┌─ Material to process

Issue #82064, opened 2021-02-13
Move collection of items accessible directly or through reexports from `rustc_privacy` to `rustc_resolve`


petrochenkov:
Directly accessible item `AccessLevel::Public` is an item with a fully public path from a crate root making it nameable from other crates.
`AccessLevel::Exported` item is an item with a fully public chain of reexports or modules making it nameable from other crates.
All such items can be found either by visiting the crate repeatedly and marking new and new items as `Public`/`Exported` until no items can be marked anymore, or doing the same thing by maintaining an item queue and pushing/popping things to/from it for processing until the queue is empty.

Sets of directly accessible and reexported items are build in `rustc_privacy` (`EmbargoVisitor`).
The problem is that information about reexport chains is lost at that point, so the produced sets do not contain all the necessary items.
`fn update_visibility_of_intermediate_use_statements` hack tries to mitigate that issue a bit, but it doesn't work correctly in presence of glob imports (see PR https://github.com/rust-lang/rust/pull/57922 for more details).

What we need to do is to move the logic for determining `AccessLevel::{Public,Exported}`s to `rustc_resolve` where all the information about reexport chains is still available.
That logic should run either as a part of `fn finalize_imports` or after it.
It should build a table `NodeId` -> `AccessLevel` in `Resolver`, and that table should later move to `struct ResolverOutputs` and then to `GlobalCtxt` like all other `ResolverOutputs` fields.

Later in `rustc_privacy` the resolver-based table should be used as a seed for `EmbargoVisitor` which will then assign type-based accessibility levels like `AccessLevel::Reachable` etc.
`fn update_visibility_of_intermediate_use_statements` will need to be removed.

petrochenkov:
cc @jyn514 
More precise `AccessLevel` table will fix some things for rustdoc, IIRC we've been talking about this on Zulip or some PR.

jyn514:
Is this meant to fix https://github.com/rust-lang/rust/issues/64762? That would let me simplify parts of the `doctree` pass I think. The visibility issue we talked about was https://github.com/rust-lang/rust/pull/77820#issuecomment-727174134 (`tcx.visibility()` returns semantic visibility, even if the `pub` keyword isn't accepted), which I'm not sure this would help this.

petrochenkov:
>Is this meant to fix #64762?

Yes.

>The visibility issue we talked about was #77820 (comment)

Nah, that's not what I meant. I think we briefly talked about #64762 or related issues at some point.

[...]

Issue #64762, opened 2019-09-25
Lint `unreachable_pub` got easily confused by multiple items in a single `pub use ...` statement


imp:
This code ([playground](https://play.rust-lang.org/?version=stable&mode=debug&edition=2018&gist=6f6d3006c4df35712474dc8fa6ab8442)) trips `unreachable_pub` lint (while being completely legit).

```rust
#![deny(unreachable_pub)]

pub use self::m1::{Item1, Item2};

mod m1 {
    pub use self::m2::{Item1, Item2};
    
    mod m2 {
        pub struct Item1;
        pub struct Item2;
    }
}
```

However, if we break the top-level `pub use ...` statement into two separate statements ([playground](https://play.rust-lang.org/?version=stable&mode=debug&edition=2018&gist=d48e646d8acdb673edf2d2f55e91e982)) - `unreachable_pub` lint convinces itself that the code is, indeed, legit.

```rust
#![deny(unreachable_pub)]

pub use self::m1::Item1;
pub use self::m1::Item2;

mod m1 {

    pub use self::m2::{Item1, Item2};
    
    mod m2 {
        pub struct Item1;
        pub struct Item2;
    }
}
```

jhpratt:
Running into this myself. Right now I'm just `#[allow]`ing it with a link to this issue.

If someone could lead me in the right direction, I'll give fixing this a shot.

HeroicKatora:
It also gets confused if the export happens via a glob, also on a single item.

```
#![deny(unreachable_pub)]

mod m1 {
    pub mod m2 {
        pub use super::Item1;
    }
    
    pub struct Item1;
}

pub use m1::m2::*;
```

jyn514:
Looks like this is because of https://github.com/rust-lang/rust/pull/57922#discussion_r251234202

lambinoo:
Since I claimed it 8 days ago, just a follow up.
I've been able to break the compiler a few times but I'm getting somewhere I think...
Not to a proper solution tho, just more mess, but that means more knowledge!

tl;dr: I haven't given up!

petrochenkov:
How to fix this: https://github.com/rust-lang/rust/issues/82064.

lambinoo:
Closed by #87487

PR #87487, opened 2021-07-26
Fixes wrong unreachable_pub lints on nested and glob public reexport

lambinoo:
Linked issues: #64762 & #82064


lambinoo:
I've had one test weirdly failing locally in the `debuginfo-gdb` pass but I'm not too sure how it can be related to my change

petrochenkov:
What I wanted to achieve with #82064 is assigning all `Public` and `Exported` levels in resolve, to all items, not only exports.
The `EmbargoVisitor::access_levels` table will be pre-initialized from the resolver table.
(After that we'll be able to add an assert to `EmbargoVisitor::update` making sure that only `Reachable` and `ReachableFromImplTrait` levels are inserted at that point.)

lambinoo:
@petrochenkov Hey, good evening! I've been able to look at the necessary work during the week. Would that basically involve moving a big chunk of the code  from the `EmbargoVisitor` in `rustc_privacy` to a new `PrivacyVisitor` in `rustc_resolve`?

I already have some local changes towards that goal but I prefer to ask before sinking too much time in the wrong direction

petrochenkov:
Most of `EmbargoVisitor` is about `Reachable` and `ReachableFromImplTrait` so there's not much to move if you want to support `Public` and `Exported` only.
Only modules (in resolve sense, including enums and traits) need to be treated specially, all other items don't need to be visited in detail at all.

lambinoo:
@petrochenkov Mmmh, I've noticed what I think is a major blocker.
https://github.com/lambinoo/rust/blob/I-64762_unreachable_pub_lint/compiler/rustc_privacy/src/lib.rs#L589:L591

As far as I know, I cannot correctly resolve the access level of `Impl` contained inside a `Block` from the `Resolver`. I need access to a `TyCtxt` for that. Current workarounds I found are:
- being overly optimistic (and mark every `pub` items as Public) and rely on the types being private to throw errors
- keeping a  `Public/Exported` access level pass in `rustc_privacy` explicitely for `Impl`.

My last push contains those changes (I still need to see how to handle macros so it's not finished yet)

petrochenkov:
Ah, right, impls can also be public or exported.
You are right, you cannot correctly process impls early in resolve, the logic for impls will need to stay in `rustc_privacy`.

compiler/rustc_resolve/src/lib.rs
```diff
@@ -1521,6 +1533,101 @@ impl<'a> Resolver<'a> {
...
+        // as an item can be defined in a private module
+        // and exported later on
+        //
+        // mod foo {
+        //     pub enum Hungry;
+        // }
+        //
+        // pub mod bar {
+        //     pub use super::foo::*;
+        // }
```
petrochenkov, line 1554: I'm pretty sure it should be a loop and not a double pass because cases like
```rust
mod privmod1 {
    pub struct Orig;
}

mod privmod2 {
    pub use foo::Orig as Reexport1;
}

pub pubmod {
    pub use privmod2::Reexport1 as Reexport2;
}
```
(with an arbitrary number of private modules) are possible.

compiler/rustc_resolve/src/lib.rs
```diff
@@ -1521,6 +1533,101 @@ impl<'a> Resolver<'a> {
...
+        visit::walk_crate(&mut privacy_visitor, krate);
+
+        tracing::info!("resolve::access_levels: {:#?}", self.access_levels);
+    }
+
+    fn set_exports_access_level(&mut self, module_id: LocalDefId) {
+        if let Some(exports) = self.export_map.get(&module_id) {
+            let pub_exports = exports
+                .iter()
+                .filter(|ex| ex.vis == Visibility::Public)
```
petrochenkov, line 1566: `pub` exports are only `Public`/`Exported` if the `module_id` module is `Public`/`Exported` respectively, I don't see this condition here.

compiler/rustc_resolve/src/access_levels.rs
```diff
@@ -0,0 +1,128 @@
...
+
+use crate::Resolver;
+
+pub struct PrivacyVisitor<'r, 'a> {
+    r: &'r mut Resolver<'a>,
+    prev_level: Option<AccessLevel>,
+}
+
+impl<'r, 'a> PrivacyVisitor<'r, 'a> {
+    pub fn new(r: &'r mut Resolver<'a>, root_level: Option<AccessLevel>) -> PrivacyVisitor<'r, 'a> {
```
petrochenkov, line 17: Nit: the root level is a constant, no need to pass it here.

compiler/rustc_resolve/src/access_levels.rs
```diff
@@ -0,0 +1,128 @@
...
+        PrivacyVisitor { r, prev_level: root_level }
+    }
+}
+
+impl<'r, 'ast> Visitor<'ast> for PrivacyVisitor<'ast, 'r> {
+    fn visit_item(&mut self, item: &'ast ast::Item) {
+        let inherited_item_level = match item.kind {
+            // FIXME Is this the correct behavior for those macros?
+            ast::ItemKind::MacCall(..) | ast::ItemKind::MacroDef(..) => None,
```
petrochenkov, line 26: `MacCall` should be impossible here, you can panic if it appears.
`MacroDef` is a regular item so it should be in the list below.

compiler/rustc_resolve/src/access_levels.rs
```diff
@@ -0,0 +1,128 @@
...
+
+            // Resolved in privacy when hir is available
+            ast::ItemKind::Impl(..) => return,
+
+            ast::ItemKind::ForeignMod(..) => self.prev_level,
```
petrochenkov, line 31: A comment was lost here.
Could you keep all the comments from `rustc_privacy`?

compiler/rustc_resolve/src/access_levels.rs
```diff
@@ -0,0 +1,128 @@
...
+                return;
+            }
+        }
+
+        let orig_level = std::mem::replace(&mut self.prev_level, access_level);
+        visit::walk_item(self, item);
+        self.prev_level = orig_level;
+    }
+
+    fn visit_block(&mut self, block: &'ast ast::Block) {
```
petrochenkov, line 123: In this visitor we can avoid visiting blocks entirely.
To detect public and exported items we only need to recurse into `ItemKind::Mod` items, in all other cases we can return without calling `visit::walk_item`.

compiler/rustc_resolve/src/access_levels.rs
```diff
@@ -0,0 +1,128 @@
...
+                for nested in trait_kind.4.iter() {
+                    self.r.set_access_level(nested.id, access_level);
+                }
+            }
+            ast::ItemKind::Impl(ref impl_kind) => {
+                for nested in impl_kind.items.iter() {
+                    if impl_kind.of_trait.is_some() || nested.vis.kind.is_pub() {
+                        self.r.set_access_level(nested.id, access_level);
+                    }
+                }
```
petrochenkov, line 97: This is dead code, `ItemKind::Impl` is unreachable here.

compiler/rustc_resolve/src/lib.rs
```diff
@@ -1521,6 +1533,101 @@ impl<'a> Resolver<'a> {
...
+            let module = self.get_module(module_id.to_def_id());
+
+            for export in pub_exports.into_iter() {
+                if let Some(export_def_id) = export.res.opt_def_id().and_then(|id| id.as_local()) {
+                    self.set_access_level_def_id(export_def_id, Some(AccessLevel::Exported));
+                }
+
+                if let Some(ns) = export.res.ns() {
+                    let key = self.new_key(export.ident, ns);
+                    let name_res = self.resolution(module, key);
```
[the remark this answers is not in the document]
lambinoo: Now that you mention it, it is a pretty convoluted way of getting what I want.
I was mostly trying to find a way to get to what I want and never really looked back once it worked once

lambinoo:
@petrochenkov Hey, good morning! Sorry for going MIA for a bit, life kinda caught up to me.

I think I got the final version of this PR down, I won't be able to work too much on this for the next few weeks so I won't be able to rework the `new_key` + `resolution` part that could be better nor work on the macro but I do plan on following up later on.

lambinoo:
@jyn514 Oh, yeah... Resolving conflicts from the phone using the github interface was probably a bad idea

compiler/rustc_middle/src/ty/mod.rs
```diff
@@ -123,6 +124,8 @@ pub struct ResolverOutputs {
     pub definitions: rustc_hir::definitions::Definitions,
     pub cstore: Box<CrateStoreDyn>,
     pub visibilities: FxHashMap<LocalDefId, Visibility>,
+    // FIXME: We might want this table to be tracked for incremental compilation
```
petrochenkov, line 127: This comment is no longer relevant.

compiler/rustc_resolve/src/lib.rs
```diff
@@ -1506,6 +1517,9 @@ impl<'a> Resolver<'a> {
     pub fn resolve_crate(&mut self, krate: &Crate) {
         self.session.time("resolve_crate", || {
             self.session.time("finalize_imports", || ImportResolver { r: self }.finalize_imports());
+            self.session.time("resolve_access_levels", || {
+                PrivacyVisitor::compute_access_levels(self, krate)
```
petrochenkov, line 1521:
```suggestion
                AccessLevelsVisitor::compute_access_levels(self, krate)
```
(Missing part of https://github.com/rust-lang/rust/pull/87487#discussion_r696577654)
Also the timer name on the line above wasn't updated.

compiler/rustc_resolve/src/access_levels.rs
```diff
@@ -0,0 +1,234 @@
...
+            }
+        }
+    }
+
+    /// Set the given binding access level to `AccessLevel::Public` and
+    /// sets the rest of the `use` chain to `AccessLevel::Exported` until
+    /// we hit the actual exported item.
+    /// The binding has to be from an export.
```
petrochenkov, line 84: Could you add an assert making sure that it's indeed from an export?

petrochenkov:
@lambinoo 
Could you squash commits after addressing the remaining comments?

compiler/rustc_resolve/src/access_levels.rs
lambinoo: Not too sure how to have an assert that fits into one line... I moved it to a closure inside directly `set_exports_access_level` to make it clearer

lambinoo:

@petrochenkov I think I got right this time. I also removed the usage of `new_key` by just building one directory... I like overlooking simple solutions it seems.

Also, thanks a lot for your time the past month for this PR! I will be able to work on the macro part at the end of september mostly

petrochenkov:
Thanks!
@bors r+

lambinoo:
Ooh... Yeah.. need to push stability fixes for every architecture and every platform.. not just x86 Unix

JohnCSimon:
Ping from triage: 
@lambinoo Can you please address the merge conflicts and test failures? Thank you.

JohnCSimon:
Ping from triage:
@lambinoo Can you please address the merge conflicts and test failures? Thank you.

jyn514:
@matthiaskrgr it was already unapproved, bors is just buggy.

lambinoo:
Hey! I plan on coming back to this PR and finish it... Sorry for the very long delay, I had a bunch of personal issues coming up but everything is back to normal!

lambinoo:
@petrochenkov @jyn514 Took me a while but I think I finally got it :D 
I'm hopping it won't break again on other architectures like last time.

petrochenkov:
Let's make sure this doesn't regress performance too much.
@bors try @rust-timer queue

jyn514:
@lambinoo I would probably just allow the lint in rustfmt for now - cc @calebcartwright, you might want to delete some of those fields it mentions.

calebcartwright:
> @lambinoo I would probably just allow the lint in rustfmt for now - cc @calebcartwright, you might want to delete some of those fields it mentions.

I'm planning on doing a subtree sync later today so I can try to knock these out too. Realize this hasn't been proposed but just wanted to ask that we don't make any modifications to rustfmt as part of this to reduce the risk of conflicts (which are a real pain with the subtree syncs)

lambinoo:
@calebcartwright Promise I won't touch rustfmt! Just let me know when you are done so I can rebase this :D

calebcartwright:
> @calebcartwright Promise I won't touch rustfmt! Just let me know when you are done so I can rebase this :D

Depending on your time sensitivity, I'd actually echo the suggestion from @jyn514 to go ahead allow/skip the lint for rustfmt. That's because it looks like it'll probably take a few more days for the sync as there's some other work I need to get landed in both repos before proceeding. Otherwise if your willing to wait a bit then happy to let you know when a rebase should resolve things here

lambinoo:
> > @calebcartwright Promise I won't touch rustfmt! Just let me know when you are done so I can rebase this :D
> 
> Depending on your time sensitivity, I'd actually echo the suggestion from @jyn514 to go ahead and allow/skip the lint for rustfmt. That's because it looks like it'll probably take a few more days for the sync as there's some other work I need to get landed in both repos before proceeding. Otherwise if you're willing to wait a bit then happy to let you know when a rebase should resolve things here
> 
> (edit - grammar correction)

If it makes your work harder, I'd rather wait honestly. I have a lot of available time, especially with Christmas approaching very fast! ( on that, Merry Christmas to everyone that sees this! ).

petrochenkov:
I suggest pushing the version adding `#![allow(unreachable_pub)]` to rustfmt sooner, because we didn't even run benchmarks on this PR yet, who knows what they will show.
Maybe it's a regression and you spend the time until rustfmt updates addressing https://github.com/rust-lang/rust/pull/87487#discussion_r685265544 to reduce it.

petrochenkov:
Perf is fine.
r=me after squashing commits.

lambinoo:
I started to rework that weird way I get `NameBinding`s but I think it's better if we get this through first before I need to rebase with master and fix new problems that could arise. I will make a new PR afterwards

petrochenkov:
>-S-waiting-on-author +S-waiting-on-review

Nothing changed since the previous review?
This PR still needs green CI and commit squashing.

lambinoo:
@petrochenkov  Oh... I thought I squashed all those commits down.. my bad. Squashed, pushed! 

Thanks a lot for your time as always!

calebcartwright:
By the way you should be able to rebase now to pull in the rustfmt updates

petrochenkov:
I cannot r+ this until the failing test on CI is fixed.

└─

### Task statement
Write out, unaltered, the lines from the opening of the listing through the line that includes "All such items".

### Answer to the problem
Issue #82064, opened 2021-02-13
Move collection of items accessible directly or through reexports from `rustc_privacy` to `rustc_resolve`


petrochenkov:
Directly accessible item `AccessLevel::Public` is an item with a fully public path from a crate root making it nameable from other crates.
`AccessLevel::Exported` item is an item with a fully public chain of reexports or modules making it nameable from other crates.
All such items can be found either by visiting the crate repeatedly and marking new and new items as `Public`/`Exported` until no items can be marked anymore, or doing the same thing by maintaining an item queue and pushing/popping things to/from it for processing until the queue is empty.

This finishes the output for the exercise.